*** Data provided
Issue #1517, opened 2025-08-06
Expose new host function `get_address_executable`


leighmcculloch:
[CAP-68] in p23 address a new host function `get_address_executable`.

This needs exposing in the SDK.

Suggestion for where to expose it:

```rust
impl Address {
    pub fn executable(&self) -> Option<ContractExecutable> { ... }
}
```

The `ContractExecutable` type needs expanding to support the additional cases noted in CAP-68. The type should probably be moved from where it currently lives in the `auth` module, into the `address` module. I think it would also be reasonable for it to be renamed to `Executable`.

[CAP-68]: https://github.com/stellar/stellar-protocol/blob/master/core/cap-0068.md

leighmcculloch:
I think it would also be reasonable to surface another function that discards the returned value, to save some CPU instructions for the common case where you just want to know if something exists:

```rust
impl Address {
    pub fn exists(&self) -> bool { ... }
}
```

I've seen at least one case where someone needed to check that a Stellar Asset Contract was already deployed, and ideally they don't have to pay for the enum value to be constructed on the guest side if they aren't going to use it.

PR #1525, opened 2025-08-06
Add a getter function for Address executable.

dmkozh:
### What

Add a getter function for Address executable.

Also added exists() function for convenience/small optimization.

### Why

Exposing new host function introduced in p23.

Resolves https://github.com/stellar/rs-soroban-sdk/issues/1517

### Known limitations

N/A

### DIFF
--- a/soroban-sdk/src/address.rs
+++ b/soroban-sdk/src/address.rs
@@ -177,8 +177,8 @@ impl From<Address> for ScAddress {
         (&v).into()
     }
 }
-#[cfg(not(target_family = "wasm"))]
 
+#[cfg(not(target_family = "wasm"))]
 impl TryFromVal<Env, ScAddress> for Address {
     type Error = ConversionError;
     fn try_from_val(env: &Env, val: &ScAddress) -> Result<Self, Self::Error> {


soroban-sdk/src/address.rs
```diff
@@ -192,6 +192,14 @@ impl TryFromVal<Env, ScAddress> for Address {
     }
 }
 
+#[contracttype(crate_path = "crate", export = false)]
+#[derive(Clone)]
```
leighmcculloch: Can we add `Debug, PartialEq, Eq, ...`? It would be useful to be able to compare, and Debug is needed for use with `assert_eq!` too.

soroban-sdk/src/address.rs
```diff
@@ -285,6 +293,32 @@ impl Address {
         }
     }
 
+    /// Returns the executable type of this address, if any.
+    ///
+    /// For Wasm contracts, this also returns the hash of the contract code.
+    /// Otherwise, this just returns which kind of 'built-in' executable this is
+    /// (StellarAsset or Account).
```
leighmcculloch, line 301: It's implied but worth calling this out:
```suggestion
    /// (StellarAsset or Account).
    ///
    /// Returns None when the contract or account does not exist.
```

soroban-sdk/src/tests/address.rs
```diff
@@ -55,3 +55,44 @@ fn test_contract_address_conversions() {
...
+
+#[test]
+fn test_get_existing_contract_address_executable() {
+    const EXAMPLE_WASM: &[u8] =
+        include_bytes!("../../../target/wasm32v1-none/release/test_udt.wasm");
+
+    let env = Env::default();
+    let contract_address = env.register(EXAMPLE_WASM, ());
+    let contract_executable = contract_address.executable();
+    assert!(matches!(contract_executable, Some(Executable::Wasm(_))));
```
leighmcculloch: What does the value look like for a native contract deployment without wasm?

soroban-sdk/src/address.rs
```diff
@@ -285,6 +293,32 @@ impl Address {
...
+    pub fn executable(&self) -> Option<Executable> {
+        let executable_val: Val =
+            Env::get_address_executable(&self.env, self.obj).unwrap_infallible();
+        if executable_val.is_void() {
+            return None;
+        }
+        Some(executable_val.into_val(&self.env))
```
leighmcculloch: Does the following not work?
```suggestion
    pub fn executable(&self) -> Option<Executable> {
        let executable_val: Val =
            Env::get_address_executable(&self.env, self.obj).unwrap_infallible();
        executable_val.into_val(&self.env)
```

leighmcculloch (commented):
Couple small tweaks suggested

soroban-sdk/src/address.rs
leighmcculloch: Option<T> is implemented as void -> None, otherwise T -> Some.

soroban-sdk/src/address.rs
dmkozh: I wasn't sure about adding these as this is a contracttype and we don't seem to add anything to the other contract types; I'm not sure if the generated code size is of concern. But added for now.

soroban-sdk/src/address.rs
dmkozh: Done.

soroban-sdk/src/tests/address.rs
dmkozh: It's represented as empty Wasm. Updated the test respectively.

soroban-sdk/src/address.rs
dmkozh: Done.

soroban-sdk/src/address.rs
leighmcculloch: I think we just missed it on the other contract types in hte sdk. There's no code size concern, as Rust is good at not compiling in anything that isn't used.

leighmcculloch (approved):

PR #1831, opened 2018-07-10
Replace pip and conda instructions by apt-get

vsbogd:
To fix https://github.com/opencog/atomspace/pull/1821#discussion_r200854882

### DIFF
--- a/tests/cython/README.md
+++ b/tests/cython/README.md
@@ -3,13 +3,9 @@
 
 ```nose``` Python testing framework is required.
 
-Installation using ```pip``` package manager :
+Installation using ```apt-get``` package manager :
 ```
-pip install nose
-```
-or install it using ```conda``` package manager:
-```
-conda install nose
+apt-get install python-nose
 ```
 
 ## Running tests
--- a/README.md
+++ b/README.md
@@ -320,7 +320,7 @@ during the build, will be more precise as to which parts will not be built.
 * C bindings for Python.
 * Strongly recommended, as many examples and important subsystems
   assume python bindings.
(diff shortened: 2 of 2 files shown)


Dagiopia:
best change the [one](https://github.com/opencog/atomspace/blob/b5c4426db65b007f7343788dd39f152758b4bc2b/README.md#cython) in the main readme too on this pr

vsbogd:
Ok, added

tests/cython/README.md
```diff
@@ -3,13 +3,9 @@
...
-Installation using ```pip``` package manager :
+Installation using ```apt-get``` package manager :
 ```
-pip install nose
-```
-or install it using ```conda``` package manager:
-```
-conda install nose
+apt-get install python-nose
 ```
```
linas: Not to drive you crazy, but the above is for python 2.  There is also a python3-nose or a python-nose3 which can be installed at the same time, without conflicts ... however, I don't think our current cmakefiles are smart enough to use it.  Or something like that.  It might be why cmake is currently not launching the nose tests.

linas:
anyway thanks

tests/cython/README.md
vsbogd: Yes, you're right, the same thing with ```cython```. May be using ```apt-get``` is not a good idea because all of python packages in Ubuntu have two versions ```python``` and ```python3``` and you should always choose version which corresponds to your environments.

At the moment I use ```conda``` package management on my machine because it allows opaque switching between python2/python3 environments and have richer package base.

PR #1832, opened 2018-07-11
reorganize cmake files

noskill:
It's my attempt at issue https://github.com/opencog/cogutil/issues/113
1) Moving Find*.cmake files to cogutil for installation
2) Use Find*.cmake files from cogutil installation in atomspace


linas:
Some fixes are needed:

* Valgrind has nothing to do with cmake, and so does not belong in a dirctory called `cmake`.

* Vagrant has nothing to do with cmake, or with valgrind ... 

* The file `COPYING-CMAKE-SCRIPTS` needs to travel with the `Find.*.cmake` files because it is a copyright notice that applies to them.

* The file `OpenCogAtomTypes.cmake` should move as well; it is currently shared between four repos: the atomspace, opencog, agi-bio and as-moses.

noskill:
@linas i updated as you suggested, moving OpenCogMacros.cmake to cogutil as well

linas:
It be great if Nil and Amen took a look. Nil has been maintaining cogutils; Amen has done some serious CMake hacking.

CMakeLists.txt
```diff
@@ -55,7 +55,20 @@ ADD_DEFINITIONS(-DPROJECT_SOURCE_DIR=\\"${CMAKE_SOURCE_DIR}\\"
                 -DPROJECT_BINARY_DIR=\\"${CMAKE_BINARY_DIR}\\")
 
 # add the 'lib' dir to cmake's module search path
-SET(CMAKE_MODULE_PATH "${CMAKE_SOURCE_DIR}/lib/")
+list(APPEND CMAKE_MODULE_PATH "${CMAKE_SOURCE_DIR}/lib/")
+
+# Cogutil
+FIND_PACKAGE(CogUtil)
```
vsbogd: According to [find-package documentation](https://cmake.org/cmake/help/latest/command/find_package.html#command:find_package) should be:

    FIND_PACKAGE(CogUtil CONFIG)

to skip searching FindCogUtil.cmake and look for CogUtilConfig.cmake

noskill: updated

ngeiswei:
Testing this is proving more difficult. I could persevere but it seems it has been sufficiently tested by you guy (thanks a lot for your effort!).

I'll wait 24h in case you have something else to say and I'll merge.

PR #1833, opened 2018-07-13
fix minor cython c string compile error

SomeUserName1:
according to [the cython doc](http://docs.cython.org/en/latest/src/tutorial/strings.html) one needs to either specify the encoding or use a python string.


linas:
Maybe this fixes bugs mentioned elsewhere? If so, should mention that in the commit message.

PR #1836, opened 2018-07-18
Remove redundant tv-mean, tv-conf and tv-count

soulbliss:
Changes done in the utilities.scm file only.

### DIFF
--- a/opencog/scm/opencog/base/utilities.scm
+++ b/opencog/scm/opencog/base/utilities.scm
@@ -77,7 +77,7 @@
 (define-public (etv pos-count total-count) (cog-new-etv pos-count total-count))
 
 ; Fetch the mean, confidence and count of a TV.
-(define-public (tv-mean TV)
+(define-public (cog-tv-mean TV)
 "
   Warning: this function is obsolete, use cog-tv-mean instead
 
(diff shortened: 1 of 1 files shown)


ngeiswei:
`cog-tv-mean` and such are already defined in https://github.com/opencog/atomspace/blob/master/opencog/guile/SchemeSmobTV.cc#L471 and such. So what we want is to remove `tv-mean` and such from `utilities.scm` and replace their calls (`tv-mean` -> `cog-tv-mean`, etc) all over the code.

In order to find them (`tv-mean`, `tv-conf` and `tv-count`) you may use the github search bar, at the top left of https://github.com/opencog

Thanks!

ngeiswei:
I'm closing as it's best if you start from a fresh one.

soulbliss:
A neophyte here, so please bear with me. Let me know if i got this right.

1. What I did with the `utilities.scm` has to be done with all the other redundancies that occur throughout atomspace repository.

2. Is the first point applicable only to the atomspace repo of opencog or other repos as well like opencog,  moses, link grammer.

ngeiswei:
What we want is to replace all instance of `tv-mean` listed here https://github.com/search?q=org%3Aopencog+tv-mean&type=Code by `cog-tv-mean`, so yes it touches multiple repos. And do the same for `tv-conf` and `tv-count`.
******
[Required work] From the records, copy out each line that includes the string "opened".

[Answer to the problem]
Issue #1517, opened 2025-08-06
PR #1525, opened 2025-08-06
PR #1831, opened 2018-07-10
PR #1832, opened 2018-07-11
PR #1833, opened 2018-07-13
PR #1836, opened 2018-07-18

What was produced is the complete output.